SSL test programs: support HMAC_DRBG
Support HMAC_DRBG in ssl_client2 and ssl_server2, in addition to
CTR_DRBG. CTR_DRBG is still used if present, but it's now possible to
run the SSL test programs with CTR_DRBG disabled.

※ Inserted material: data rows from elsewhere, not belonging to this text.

PR #4151, opened 2022-08-31
use module group name instead of src name as argument when `SendToGroup`

Congrool:
Signed-off-by: Congrool <chpzhangyifei@zju.edu.cn>

**What type of PR is this?**

/kind cleanup

For `beehiveContext.SendToGroup`, we'd better use common module group name. If using `model.SrcEdgeController` which indicates the `source` name, it's not easy to read.

Additionally, `model.SrcEdgeController` and `model.SrcDeviceController` seem nowhere to be used as `source` of message. So we can remove these redundant constants.

Fixes #

```release-note

```

### DIFF
--- a/cloud/pkg/cloudhub/channelq/channelq.go
+++ b/cloud/pkg/cloudhub/channelq/channelq.go
@@ -316,9 +316,9 @@ func (q *ChannelMessageQueue) Publish(msg *beehiveModel.Message) error {
 	case application.MetaServerSource:
 		beehiveContext.Send(modules.DynamicControllerModuleName, *msg)
 	case model.ResTwin:
-		beehiveContext.SendToGroup(model.SrcDeviceController, *msg)
+		beehiveContext.SendToGroup(modules.DeviceControllerModuleGroup, *msg)
 	default:
-		beehiveContext.SendToGroup(model.SrcEdgeController, *msg)
+		beehiveContext.SendToGroup(modules.EdgeControllerGroupName, *msg)
 	}
 	return nil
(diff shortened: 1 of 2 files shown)


vincentgoat (commented):
lgtm

fisherxu (commented):
/lgtm
/cc @zc2638

cloud/pkg/cloudhub/channelq/channelq.go
```diff
@@ -316,9 +316,9 @@ func (q *ChannelMessageQueue) Publish(msg *beehiveModel.Message) error {
 	case application.MetaServerSource:
 		beehiveContext.Send(modules.DynamicControllerModuleName, *msg)
 	case model.ResTwin:
-		beehiveContext.SendToGroup(model.SrcDeviceController, *msg)
+		beehiveContext.SendToGroup(modules.DeviceControllerModuleGroup, *msg)
 	default:
-		beehiveContext.SendToGroup(model.SrcEdgeController, *msg)
+		beehiveContext.SendToGroup(modules.EdgeControllerGroupName, *msg)
```
zc2638, line 321: Is it possible to keep having the same naming format.
e.g.
`DeviceControllerModuleGroup` and `EdgeControllerModuleGroup`
e.g.
`DeviceControllerGroupName` and `EdgeControllerGroupName`

zc2638: Thanks a lot, it will be better if you have time to fix it.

Signed-off-by: Gilles Peskine <Gilles.Peskine@arm.com>
diff --git a/programs/ssl/ssl_test_lib.h b/programs/ssl/ssl_test_lib.h
index 344cd28..2e91730 100644
--- a/programs/ssl/ssl_test_lib.h
+++ b/programs/ssl/ssl_test_lib.h
@@ -43,17 +43,20 @@
#define MBEDTLS_EXIT_FAILURE EXIT_FAILURE
#endif
-#if !defined(MBEDTLS_CTR_DRBG_C) || \
- !defined(MBEDTLS_ENTROPY_C) || \
+#if !defined(MBEDTLS_ENTROPY_C) || \
!defined(MBEDTLS_NET_C) || \
!defined(MBEDTLS_SSL_TLS_C) || \
defined(MBEDTLS_PSA_CRYPTO_KEY_ID_ENCODES_OWNER)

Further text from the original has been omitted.